2 Gedanken zu “Bautzen ist überall

  1. Stimmt. Aber in beiderlei Hinsicht, nicht nur, wenn es um die »Wir sind das Volk«-Schreier geht.
    Der Rest kann auch in jeder Stadt vorkommen — ob das am Ende Flüchtlinge sind, sonstige Nicht‐Mitteleuropäer, die hier geboren sind, oder die einheimischen jungen Leute, denen man keine ausländische Herkunft dem Äußeren zufolge nachsagen kann, die außer für Kleidercontainer in der Nacht umschubsen und Bierflaschen zerschmeißen, wenn sie besoffen sind, sich für keine andere Arbeit zu gewinnen lassen.

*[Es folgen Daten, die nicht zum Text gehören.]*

PR #5400, opened 2026-07-06
fix(aigateway): use require.ErrorAs in dispatch_test (testifylint) (#5399)

### LINKED ISSUE #5399: lint landmine: testifylint violation on main (dispatch_test.go:448) fails unrelated PRs' merge-result lint
## Expected

`golangci-lint` (testifylint) passes on every PR whose merge result includes current `main` — code already on `main` should never surface as a "new" lint issue in unrelated PRs.

## Actual

`services/aigateway/app/dispatch_test.go:448` uses `require.True(t, errors.As(err, &ue))`, which **violates testifylint** (`error-is-as: use require.ErrorAs`). Main's own `go-ci` is green because golangci runs in only-new-issues mode there, but **any PR whose rebase base predates commit `3c2ed9acb` (#5358) gets this line flagged as "new" in its merge result and fails the `lint` check** — observed on PR #5009, which does not touch the file.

  2. Naja. Wir sind uns doch einig, dass mit nem Bild vom Adolf / dem Etikett »Nazi« immer viel zu sehr das reaktionäre und faschistische »Potenzial« der so genannten »Mitte« vernebelt wird bzw. eine scharfe Trennung vorgenommen wird, wo es in den meisten Fällen keine gibt... Die Nazis kamen damals ja nicht aus dem Weltall — und verschwanden hinterher wieder dahin. ;)

    Ich empfehle immer folgendes Gedankenexperiment: Wie würde man denn dieses »Pack« heute bezeichnen, wenn es Adolf und Co. in der Historie einfach nicht gegeben hätte...!? Ich meine, es wäre gar nicht so unwahrscheinlich, dass man ohne so eine starre Schablone wesentlich sensibler für all jene schleichenden Entwicklungen gewesen wäre, die am Ende(!) erst im Stereotyp des »Nazi« kulminier(t)en...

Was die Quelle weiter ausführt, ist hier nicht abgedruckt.